Kökeni uzakdoğu’ya uzanan Refleksterapi, vücuttaki gerilimi almak ve hastalıklarda destek tedavi sağlamak amacıyla, ayaklardaki belirli noktalara uygulanan bilimsel bir teknik. Sağlık Bakanlığı tarafından tamamlayıcı tıp adı altında onaylanmış durumda. Tamamen doğal, kişinin vücudunun sempatik ve parasempatik sinirler aracılığıyla kendi kendini iyileştirme mekanizmasını çalıştırmasını sağlıyor. Bu sebeple tamamen doğal ve zararsız, tabi “diplomalı” ve uzman kişilerce uygulandığı takdirde.
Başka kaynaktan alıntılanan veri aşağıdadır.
PR #1570, opened 2025-01-23
CMS-485: Replace nav with div not to contain elements with other roles

ayumi-oxd:
### Jira Ticket:
CMS-485

### Description:
- Replace `<nav>` with `<div>` not to contain elements with other roles inside the element with `role=menu`/`role=menuitem`
- SortSite warning:
```
Elements with role=menu must contain or own an element
with role=menuitem or role=menuitemcheckbox or role=menuitemradio
and must not contain elements with other roles. Owned roles: navigation
```

### DIFF
--- a/src/gatsby/src/components/megaMenu.js
+++ b/src/gatsby/src/components/megaMenu.js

Günümüzde kendine Refleksterapist, Refleksolog, Manuelterapist diyen çoğu kişinin hiçbir diploması ve yeterliliği olmadığını görüyorum. Kişiler bu sebeple çok dikkatli olmalı çünkü ayak tabanındaki refleks noktalarına, el ve parmak teknikleriyle uygulanan bası özellikle engelli hastaların sara atağı geçirmesine bile sebep olabiliyor. Yıllar önce Serebral Palsi hastası bir danışanımın annesi çocuğundaki gelişmelerden çok memnun olarak süreci hızlandırmak adına benim tedavi esnasında uyguladıklarımdan izledikleriyle evde çocuğuna refleksterapi uygulamaya çalışmış sonucu hastanede bitmişti. Uzun süre etkisinden kurtulamadı. 6 yıl önce doğum yapmam sebebiyle bir süre ara verdiğimde tedavilerinin sekteye uğramaması için başka bir Refleksterapist’ten seans alan bir danışanım ise şiddetli ağrılar ve kusma nöbetleriyle acil servise kaldırılmış. Sonrasında yaptığımız araştırmalarda ilgili kişinin diploması olmadığı gibi en ufak bir eğitim bile almadığı anlaşıldı. Rastgele yapılan ayak masajının Refleksterapi ile hiçbir ilgisi olmadığını, güzellik merkezlerinde gerçekleştirilen Refleksoloji masajı diyerek uygulanan masajın omuzlarınızı ovdurmaktan bir farkı olmadığını, Refleksterapi ya da Refleksoloji’nin bilimsel bir yöntem olduğunu vurgulamak adına bu örneklerden bahsettim. Refleksterapi uygulama sırasında kişi rahat olması sağlanıyor, ayağın refleks noktalarına parmakla bası uygulanıyor. Kişinin vücudundaki sorunlu bölgeyle ilgili noktaya basınç uygulandığında küçük bir miktar acı hissetmesini doğal karşılıyoruz. Seans süresi yaklaşık 45 dakika ve seans süresince ilgili refleks noktaları sempatik ve parasempatik sinirler aracılığıyla beyne sinyal göndermek için tek tek uyarılıyor. Her hastalığın uygulama biçimi aynı fakat temas edilen sinir ucu farklı oluyor. Migren hastaları başka, bel fıtığı hastaları başka, panik atak hastaları başka bir deneyim yaşıyor.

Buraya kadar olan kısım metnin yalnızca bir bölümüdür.